Sept. 28, 2015
We recently came across a really valuable resource that’s worth looking at for anyone building a Safety Management System, regardless of whether they are seeking accreditation to this Scheme.
To tender for Australian federal government construction projects over a threshold value, companies must be accredited to the Australian Government Building and Construction Work Health and Safety Accreditation Scheme. The Scheme sets very high safety standards and there is evidence that it has been effective in improving safety in the industry.
They have ‘plain english’ guidance for the audit criteria, which is also relevant to other SMS.
For each criteria in the Scheme, the guidelines spell out exactly what evidence an auditor is looking for, and also what won’t meet the criterion. No doubt, this guidance comes from auditor experience!
Here’s an example:
WH3.3 (the criterion)
“There is a documented process to ensure changes to health and safety legislation, codes of practice and Australian standards relevant to the company and project are reviewed and processes updated as required.”
Scope (an explanation of what it means)
This criterion requires the company to define the process for identifying changes to the applicable legal requirements, reviewing the impact of any identified change and the prompt to review the relevant procedures that may be affected.
Possible Evidence (examples of evidence showing this process is actually happening)
- Subscription to on-line update services.
- Legal register at company/project levels.
- Process to review the company/project legal registers at designated frequencies to identify potential changes.
- Corrective action or change management process/records.
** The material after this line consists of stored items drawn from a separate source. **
PR #518, opened 2022-10-04
Update README before archiving repo

### LINKED ISSUE #496: Ramp-down of this repository
This repository predates Theia joining the Eclipse Foundation and becoming Eclipse Theia. Initially Theia did not have support for running VS Code extensions and had to rely on Theia-specific extensions for everything, including supporting any and all languages. Given that it's required to rebuild an app if a Theia extension is added or removed, and that a single such extension not building or behaving correctly would affect the whole application (i.e. prevent it from building or running), it made sense to have separate example applications for different languages, back then. 

Nowadays, Theia supports running VS Code extensions, and it's the only way to add language support. These extensions can be added at runtime and one having an issue will not affect the support for other languages. The consequence is that the difference between the example applications we have here is the list of VS Code extensions that are installed/bundled with it. So, in essence, we have one example Theia application that can be reused in various toolchain containers. 

Until recently we did not have such an example application, that's more polished than what we have here, but we do now, and want to concentrate our efforts on it, going forward: [theia-blueprint](https://github.com/eclipse-theia/theia-blueprint). It's under our main project/license and supported by several involved companies. It's possible to use it as the base for one's own Theia-based application or to consume as-is, in packaged form: [Electron Packages (Beta)](https://download.eclipse.org/theia/latest/) for Linux, Windows and Mac are available.  

We are working on a browser version of `Blueprint`, that's intended to be a "drop-in" option, that one can add to a development container, without having to build it, like we have done so far here in this repo. That should make it way easier for those who just want a browser-accessible Theia application to use in a container or remotely, without the hassle of building it oneself

Ramp-down steps:

- [ ] Modify README to mention the ramp-down and point to the [theia-blueprint repo](https://github.com/eclipse-theia/theia-blueprint) as the official place to find a good example Theia application.
- [ ] stop publishing to Docker Hub, consider removing published images (1)
- [ ] remove most images from CI and stop maintaining them, perhaps keeping/maintaining `theia-full` for a while (best effort basis)
- [ ] Eventually stop maintaining `theia-full` and archive this repository, rendering it read-only.

(1): even if we do not remove the existing images, the Docker Hub organisation we use is a free one, that we think will be subject to their new terms of service eventually. When that happens, images older than a certain age (6 months?) will be removed automatically by them. That part is not under our control and could happen at any time. So, the difference between we removing existing images or not may end-up being a 6-months delay, after which no images will remain, either way.

marcdumais-work:
closes #496

### DIFF
--- a/README.md
+++ b/README.md
@@ -17,7 +17,7 @@ Collection of example cloud & desktop applications built using the [Theia](https
 
 <br />
 
-__Note: This repository is soon to be considered deprecated and will eventually be archived. [Theia Blueprint](https://github.com/eclipse-theia/theia-blueprint) is a more polished example application based on the Eclipse Theia framework, that might be of interest. For more details, see issue [#496](https://github.com/theia-ide/theia-apps/issues/496).__
+__Note: This repository is considered deprecated. [Theia Blueprint](https://github.com/eclipse-theia/theia-blueprint) and [CDT.cloud Blueprint](https://github.com/eclipse-cdt-cloud/cdt-cloud-blueprint) are more polished example applications based on the Eclipse Theia framework, that might be of interest. For more details, see issue [#496](https://github.com/theia-ide/theia-apps/issues/496).__
 
 <br />
 


CiciDongxue:
您好，我已收到您的来信，暂时无法回复您的邮件，望见谅。

vince-fugnitto (approved):
LGTM :+1:

PR #828, opened 2026-05-26
ci: Allow manually dispatching the master Checks workflow

vdusek:
## Summary

Adds `workflow_dispatch` to `CI (master)` so the `Checks` suite can be re-run manually on the same commit when the push-triggered run is lost — e.g. during a GitHub outage. The `doc_release` / `beta_release` jobs are gated on `github.event_name == 'push'` so manual dispatches only re-run the checks and never re-publish.

The redundant `workflow_dispatch` trigger on `_checks.yaml` is removed: dispatching it directly produced check-run names without the `Checks /` prefix, so the `wait-for-checks` gate in the manual release workflows wouldn't recognize them anyway.

Mirrors apify/crawlee-python#1917.

## How to use

When a push-triggered Checks run on `master` is missing, go to **Actions → CI (master) → Run workflow** on `master`. Once it succeeds, the manual release workflows' `wait-for-checks` gate will be satisfied.

### DIFF
--- a/.github/workflows/on_master.yaml
+++ b/.github/workflows/on_master.yaml
@@ -7,6 +7,16 @@ on:
     tags-ignore:
       - "**" # Ignore all tags to avoid duplicate executions triggered by tag pushes.
 
+  # Allow re-running the Checks manually. Release jobs below are gated on `github.event_name == 'push'`
+  # so they never fire on manual dispatch.
+  workflow_dispatch:
+    inputs:
+      run_tests:
+        description: Whether to run the test suites (unit, integration).
+        required: false
+        type: boolean
+        default: true
+
 permissions:
   contents: read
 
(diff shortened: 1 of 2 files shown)


.github/workflows/on_master.yaml
```diff
@@ -15,13 +25,14 @@ jobs:
...
+      # On push: skip the test suites for docs-only commits — they don't change runtime behavior.
+      # On manual dispatch: honor the input.
+      run_tests: ${{ github.event_name == 'push' && !startsWith(github.event.head_commit.message, 'docs') || github.event_name == 'workflow_dispatch' && inputs.run_tests }}
     secrets: inherit
 
   doc_release:
-    # Skip this for non-"docs" commits.
-    if: startsWith(github.event.head_commit.message, 'docs')
+    # Only on push, and only for "docs" commits.
+    if: github.event_name == 'push' && startsWith(github.event.head_commit.message, 'docs')
```
janbuchar, line 35: If someone wants to release the docs or a beta manually, I suppose they should just run that workflow manually instead of the whole on_master pipeline?

janbuchar (approved):

.github/workflows/on_master.yaml
vdusek: Exactly.

Manual execution of `on_master` should there be only for the checks.

PR #836, opened 2026-05-29
test: Fix flaky webhook dispatch pagination test

vdusek:
## Summary

`test_webhook_dispatch_list_pagination` was flaky: with `desc=True` (newest first), new dispatches fired by parallel xdist workers landed between the `offset=0` and `offset=5` `list()` calls, shifting `page.items[0]` so the inequality assertion failed.

Switched to `desc=False` (oldest first) so new dispatches land at the tail and offsets 0–9 stay put, and updated the sort-order assertion to ascending.

## Failing CI run

https://github.com/apify/apify-client-python/actions/runs/26616401723/job/78432968995


vdusek:
closing in favor of https://github.com/apify/apify-client-python/pull/843

PR #842, opened 2026-06-02
ci: Approve pnpm build scripts for docs build

vdusek:
The recent bump to pnpm v11 (#841) turned ignored package build scripts into a hard error, breaking the docs check:

```
[ERR_PNPM_IGNORED_BUILDS] Ignored build scripts: @apify/ui-icons, @swc/core, core-js, unrs-resolver
```

This explicitly approves those packages' build scripts via an `allowBuilds` section in `website/pnpm-workspace.yaml` (pnpm 11's mechanism for opting dependencies into running install scripts).

Verified locally that `pnpm install` and `uv run poe build-docs` both succeed.

### DIFF
--- a/website/pnpm-workspace.yaml
+++ b/website/pnpm-workspace.yaml
@@ -11,4 +11,5 @@ publicHoistPattern:
 allowBuilds:
   '@apify/ui-icons': true
   '@swc/core': true
+  core-js: false
   unrs-resolver: true
--- a/website/pnpm-workspace.yaml
+++ b/website/pnpm-workspace.yaml
@@ -11,5 +11,4 @@ publicHoistPattern:
 allowBuilds:
   '@apify/ui-icons': true
   '@swc/core': true
-  core-js: true
   unrs-resolver: true
--- a/website/pnpm-workspace.yaml
+++ b/website/pnpm-workspace.yaml
@@ -8,3 +8,8 @@ linkWorkspacePackages: true
 preferWorkspacePackages: true
 publicHoistPattern:
     - "*"
+allowBuilds:
+  '@apify/ui-icons': true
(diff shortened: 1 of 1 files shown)


vdusek:
@B4nan, could you please check it? If this is the right way, I'll do it in the SDK & Crawlee as well.

website/pnpm-workspace.yaml
```diff
@@ -8,3 +8,8 @@ linkWorkspacePackages: true
 preferWorkspacePackages: true
 publicHoistPattern:
     - "*"
+allowBuilds:
+  '@apify/ui-icons': true
+  '@swc/core': true
+  core-js: true
```
B4nan: you surely dont need this one, he only uses the script to spam with some sponsoring message

B4nan (approved):
lets drop core-js, otherwise it looks good.

website/pnpm-workspace.yaml
vdusek: Well, it seems it is needed, see https://github.com/apify/apify-client-python/actions/runs/26870774068/job/79245262125

B4nan: This must be coming from the way you run it via `uv` or something similar. The whole point of pnpm is to block unwanted scripts, it shouldn't fail just because you don't allow something. And the one from core-js is an unwanted script.

https://github.com/zloirock/core-js/blob/master/packages/core-js/postinstall.js

vdusek: Okay, so we can explicitly disallow it, and it looks like everything is good now.

B4nan: Right, I checked the other repos and this is what we do there too.

PR #844, opened 2026-06-02
test: deflake integration tests by polling instead of fixed sleeps

vdusek:
## Summary

Started as a fix for [this flaky CI run](https://github.com/apify/apify-client-python/actions/runs/26818252886/job/79065522664) of `test_request_queue_unlock_requests[sync]` (`assert 2 == 3` on `unlocked_count`, caused by replication lag between `list_and_lock_head` and `unlock_requests`), and grew into deflaking the integration test suite as a whole.

**Changes:**

- Add a `poll_until_condition` helper to `tests/integration/_utils.py`: polls a sync-or-async callable at a constant interval until a condition holds or a wall-clock timeout expires. An optional `backoff_factor` multiplies the interval after each poll, for highly variable waits (e.g. Actor run container startup) where a growing delay covers a long timeout with few calls.
- Fix the flaky unlock test by polling `list_head` until the locked IDs disappear from the queue head before unlocking.
- Replace all hand-rolled `for _ in range(5): sleep(1); read; break` polling loops (10×) and single fixed `sleep(1)` waits (26×) across the request queue, dataset, key-value store, and run integration tests with `poll_until_condition`. This makes the tests both faster on the happy path (no unconditional sleep) and more robust under load (polls until the timeout instead of hoping 1 s is enough).
- Generalize `maybe_await` to accept any awaitable.

The three `iterate_keys` sleeps in the KVS tests are intentionally left as-is: draining an iterator per attempt wants attempt-count semantics (like `collect_iterate_until_present`), not a wall-clock deadline.

Follow-up to #786.


tests/integration/test_run.py
```diff
@@ -329,9 +334,13 @@ async def test_run_reboot(client: ApifyClient | ApifyClientAsync, *, is_async: b
...
     try:
-        # Wait a bit and check if the run is still running
-        await maybe_sleep(1, is_async=is_async)
-        current_run = await maybe_await(run_client.get())
+        # Wait until the run starts (leaves READY), with exponential backoff: container startup time varies widely
+        async def get_run() -> Run | None:
+            return await maybe_await(run_client.get())
+
+        current_run = await poll_until_condition(
+            get_run, lambda run: isinstance(run, Run) and run.status != 'READY', timeout=30, backoff_factor=2
```
janbuchar, line 342: Is it necessary to accept _two_ callbacks in `poll_until_condition`? Can't it just require a function that returns `bool`? 

Also I keep thinking that this whole thing could be made a bit more readable with decorators, but I haven't actually come up with anything usable 😁

janbuchar (approved):

tests/integration/test_run.py
vdusek: > Is it necessary to accept two callbacks in poll_until_condition? Can't it just require a function that returns bool?

Well, I would say it is, because some callers need the value that was polled, not just a yes/no. Basically, `poll_until_condition` returns the last result of `fn`, and the condition only decides when to stop polling.

vdusek: So this is the current state:

```python
# Poll until all items are visible (eventual consistency)
async def get_items() -> DatasetItemsPage:
    page = await maybe_await(dataset_client.list_items())
    assert isinstance(page, DatasetItemsPage)
    return page

await poll_until_condition(get_items, lambda page: len(page.items) == 10)
```

And this would be your suggested approach:

```python
# Poll until all items are visible (eventual consistency)
async def get_items() -> DatasetItemsPage | None:
    page = await maybe_await(dataset_client.list_items())
    assert isinstance(page, DatasetItemsPage)
    return page if len(page.items) == 10 else None

await poll_until(get_items)
```

If I am not mistaken.

So WDYT? I'm not 100% sure, but the current state seems to me a bit intuitive from the caller's perspective. Call this until this happens, then return me the result.

janbuchar: Yeah, I think you got it right. I like that the second one accepts just one function, but it's just a test helper, so feel free to keep it this way.

PR #858, opened 2026-06-16
chore: use alias_generator on generated models instead of per-field aliases

### LINKED ISSUE #852: Use `alias_generator=to_camel` on generated Pydantic models instead of per-field aliases
### Background

We're on Pydantic ≥2.11. `src/apify_client/_models.py` is generated by datamodel-codegen: ~190 models with ~606 explicit `Field(alias='camelCase')` entries, e.g.:

```python
source_type: Annotated[VersionSourceType | None, Field(alias='sourceType')] = None
is_public: Annotated[bool, Field(alias='isPublic', examples=[False])] = None
```

All models already share `ConfigDict(extra='allow', populate_by_name=True)`.

### Proposal

Drive the codegen so each model's config carries `alias_generator=to_camel`, and emit an explicit alias only where the conversion is irregular:

```python
from pydantic.alias_generators import to_camel

model_config = ConfigDict(extra='allow', populate_by_name=True, alias_generator=to_camel)
```

### Where it makes sense

Because this file is generated, the work lives in the generation + postprocess pipeline rather than in hand edits:

- Irregular conversions still need an explicit alias. The existing override in `datamodel_codegen_aliases.json` (`gitHubGistUrl` → `github_gist_url`) is a good example: `to_camel('github_gist_url')` yields `githubGistUrl`, not `gitHubGistUrl`, so such overrides must win over the generator.
- `scripts/postprocess_generated_models.py` builds its alias map by AST-walking `Field(alias=...)` to synthesize the camelCase `*Dict` TypedDict variants. If aliases stop being emitted per field, that step must instead derive them via `to_camel` plus the override map. This is the main thing to verify.

### Scope

Refactor only, smaller generated output. The wire format must stay identical, guarded by tests.

vdusek:
The codegen postprocess now adds `alias_generator=to_camel` to every model's `ConfigDict` and emits an explicit `Field(alias=...)` only where the camelCase conversion is irregular (all-caps usage keys, `gitHubGistUrl`, `schema`, ...). This drops the explicit per-field aliases in `_models.py` from 623 to 45 and shrinks the file from 3852 to 3077 lines.

The wire format is unchanged, guarded by tests: Pydantic lets an explicit alias override the generator, and `populate_by_name=True` keeps snake_case input working. The before/after runtime alias contract is byte-identical across all 212 models / 1060 fields, and `_typeddicts.py` / `_literals.py` regenerate unchanged (the camel `*Dict` synthesis now derives names via `to_camel` plus the irregular-alias overrides).

datamodel-codegen has no native option for this (its `--no-alias` would drop the irregular aliases too), so the work lives in `scripts/postprocess_generated_models.py`.

Closes #852


vdusek:
I opened a feature request to https://github.com/koxudaxi/datamodel-code-generator/issues/3419 , so let's see.

Pijukatel (approved):

PR #887, opened 2026-06-24
chore(ci): Update renovate schedules

Pijukatel:
- Replace deprecated `breejslater` syntax with `cron` syntax
https://docs.renovatebot.com/key-concepts/scheduling/#deprecated-breejslater-syntax
- Use these triggers, limit the window to avoid spam:
  - Every **Tuesday - Friday** between **1:00 and 2:00** to update **dependencies**
  - Every **Monday** between **1:00 and 2:00** to update **lockfiles** 
- Do not run both jobs on the same day.

### DIFF
--- a/renovate.json
+++ b/renovate.json
@@ -9,7 +9,7 @@
         "enabled": true,
         "automerge": true,
         "automergeType": "pr",
-        "schedule": ["* 1-3 * * 1"]
+        "schedule": ["* 1-2 * * 1"]
     },
     "packageRules": [
         {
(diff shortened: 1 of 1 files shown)


vdusek (commented):
Could we use between 1 AM and 3 AM for both cases?

Pijukatel:
> Could we use between 1 AM and 3 AM for both cases?

I was just wondering how those two jobs will interact with each other. Just to reduce the risk of conflicting PRs or bumping the lock file twice a day and creating to much spam for us, maybe they could both be from 1 AM - 3 AM, but on Monday, it would be just lock file maintenance? And dependency bump Tuesday-Friday?

vdusek (approved):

- Process to review the legal registers.
Notes (examples of what would not be sufficient)
- A subscription service alone will not satisfy this criterion.
- Changes to the legal register/references without review of the relevant procedural impacts will not satisfy this criterion.
Many of the criterion from the Scheme closely align to other safety standards so the guidance is helpful to understand the requirements of those other standards too. This example criterion is also a requirement in the ISO Quality, Safety, and Environmental standards.